[Saved entries]
PR #3435, opened 2025-07-31
feat: Display shared drive as tab in sharings section ::sparkles:

lethemanh:


src/styles/topbar.styl
```diff
@@ -20,3 +20,19 @@
...
+
+        .fil-tab-icon
+            path
+                fill var(--primaryColor)
+
+    .fil-tab-icon
+        margin-right .5rem
+
+        path
+            fill: var(--shadow7)
```
zatteo, line 34: When we can, we now try to use utilitary classes.
 
 So for example : 
-  `.u-ml-0` to set margin-left to 0
- maybe your `margin-right .5rem` can be replaced by `u-mr-1` or `u-mr-2`

About icon color, you can pass the color directly as a prop. Example : `<Icon icon={MyIcon} width={16} height={16} color="var(--primaryColor)"/>`

src/modules/views/Sharings/index.jsx
```diff
@@ -84,6 +88,22 @@ export const SharingsView = ({ sharedDocumentIds = [] }) => {
   )
   const result = useQuery(query.definition, query.options)
 
+  const filteredResult = useMemo(
+    () => ({
+      ...result,
```
zatteo, line 97: Why do you need to keep `results` in this object?

src/modules/views/Sharings/index.jsx
```diff
@@ -84,6 +88,22 @@ export const SharingsView = ({ sharedDocumentIds = [] }) => {
...
+      data:
+        tab === 1
+          ? result.data.filter(item => item.dir_id === SHARED_DRIVES_DIR_ID)
+          : result.data,
+      count:
+        tab === 1
```
zatteo: Can you find a way to make the condition more explicit, so avoiding `tab === 1` but something like `TAB === SHARED_DRIVE_TAB` or `isShareDriveTab(tab)`. Same for `const [tab, setTab] = useState(0)`.

src/modules/views/Sharings/index.jsx
lethemanh: In `FolderViewBody` component, it uses some fields in result so I think it's better to keep it

src/styles/topbar.styl
lethemanh: The color prop does not apply the color to correct element

zatteo: Can you send a picture of what is expected (Figma) and what is happening ? Maybe there is an issue with the icon or cozy-ui. But let's not wait this to merge.

zatteo (approved):
🎉 Can you just remove the package.json update before merging?

PR #3436, opened 2025-08-18
feat: Allow read-only actions in shared drive :sparkles:

lethemanh:
### Need:

- [cozy/cozy-libs#2807](https://github.com/cozy/cozy-libs/pull/2807)
- [cozy/cozy-ui#2828](https://github.com/cozy/cozy-ui/pull/2828)
- [cozy/cozy-ui#2838](https://github.com/cozy/cozy-ui/pull/2838)

### What has been changed?

Add context menu to recipient's shared drive 

https://github.com/user-attachments/assets/1fa04581-731f-4b9d-a32a-5e5c4ecdbb48


src/modules/shareddrives/components/SharedDriveFolderBody.jsx
```diff
@@ -1,13 +1,71 @@
...
+    isPublic: false,
+    allLoaded,
+    showAlert,
+    isOwner,
+    byDocId,
+    isMobile,
+    isNativeFileSharingAvailable,
+    shareFilesNative,
+    sharedDriveId: driveId
+  }
```
zatteo, line 36: Are all these attributes necessary here? Or is it a copy past of another folder body component ?

zatteo:
I expected that we would need a lot more code like we had to do for [nextcloud actions](https://github.com/cozy/cozy-drive/tree/master/src/modules/nextcloud/components/actions) but for the moment it seems to work pretty well like this thanks to cozy-client 👍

What is needed: Where a line above holds the string "data", show that line.

Solved exercise:
+      data:
+          ? result.data.filter(item => item.dir_id === SHARED_DRIVES_DIR_ID)
+          : result.data,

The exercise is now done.